Amazon SageMaker Unified Studio provides a unified experience for using data, analytics, and AI capabilities. SageMaker Unified Studio now supports trusted identity propagation (TIP) for SQL workloads, enabling fine-grained data access control based on individual user identities. Organizations can use this integration to manage data permissions through AWS Lake Formation while using their existing single sign-on (SSO) infrastructure.

Organizations already using Amazon Redshift with TIP can extend their existing Lake Formation permissions to SageMaker Unified Studio. Users simply log in through SSO and access their authorized data using the SQL editor, maintaining consistent security controls across their analytics environment.

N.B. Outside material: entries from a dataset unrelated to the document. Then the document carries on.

PR #236, opened 2020-08-11
CI: Add a PR check to do a stand-alone kernel compilation 

LukeMondy:
On a PR, compile all verified configs of seL4.

I put it in its own yml file, so we can better sort through the results, using the GitHub GUI.

### DIFF
--- a/.github/workflows/compilation-checks.yml
+++ b/.github/workflows/compilation-checks.yml
@@ -1,0 +1,31 @@
+# Copyright 2020, Data61, CSIRO (ABN 41 687 119 230)
+#
+# SPDX-License-Identifier: BSD-2-Clause
+
+# Compilation actions to run on pull requests
+
+name: Compilation checks
+
+on: [pull_request]
+
+jobs:
+  standalone_kernel:
+    name: Compile kernel
+    runs-on: ubuntu-latest
+    strategy:
+      fail-fast: false
+      matrix:
+        arch: [ARM, ARM_HYP, RISCV64, X64]
+        compiler: [gcc, llvm]
+        python: [py2, py3]
+        exclude:
+          # llvm RISCV64 compilation is not currently supported
+          - arch: RISCV64
+            compiler: llvm
+    steps:
+    - uses: actions/checkout@v2
+    - uses: seL4/ci-actions/standalone-kernel@master
+      with:
+        ARCH: ${{ matrix.arch }}
+        COMPILER: ${{ matrix.compiler }}
+        PYTHON: ${{ matrix.python }}
--- a/.github/workflows/compilation-checks.yml
+++ b/.github/workflows/compilation-checks.yml
@@ -6,7 +6,11 @@
 
 name: Compilation checks
 
-on: [pull_request]
+on:
+  push:
+    branches:
+      - master
+  pull_request:
 
 jobs:
   standalone_kernel:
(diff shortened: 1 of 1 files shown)


.github/workflows/compilation-checks.yml
```diff
@@ -0,0 +1,31 @@
+# Copyright 2020, Data61, CSIRO (ABN 41 687 119 230)
+#
+# SPDX-License-Identifier: BSD-2-Clause
+
+# Compilation actions to run on pull requests
+
+name: Compilation checks
+
+on: [pull_request]
```
lsf37, line 9:
```suggestion
on:
  push:
    branches:
      - master
  pull_request:
```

This post demonstrates how to configure SageMaker Unified Studio with SSO, set up projects and user onboarding, and access data securely using integrated analytics tools.

Solution overview

For our use case, a retail corporation is planning to implement sales analytics to identify sales patterns and product categories that are doing well. This will help the sales team improve on sales planning with targeted promotions and help the finance team plan budgeting with better inventory management. The corporation stores a customer table in an Amazon Simple Storage Service (Amazon S3) data lake and a store_sales table in a Redshift cluster.

The corporation uses SageMaker Unified Studio as the UI, with users onboarded from their identity provider (IdP) to AWS IAM Identity Center with TIP. Amazon SageMaker Lakehouse centralizes data from Amazon S3 and Amazon Redshift, and Lake Formation provides fine-grained access control based on user identity. For our example use case, we explore two different users. The following table summarizes their roles, the tools they use, and their data access.

User Group Tool Data Access
Ethan (Data Analyst) Sales Amazon Athena for interactive SQL analysis Non-sensitive customer data (id, c_country, birth_year) and store_sales full table access
Frank (BI Analyst) Finance Amazon Redshift for reports and visualization US customer data (c_country='US')

The following diagram illustrates the solution architecture.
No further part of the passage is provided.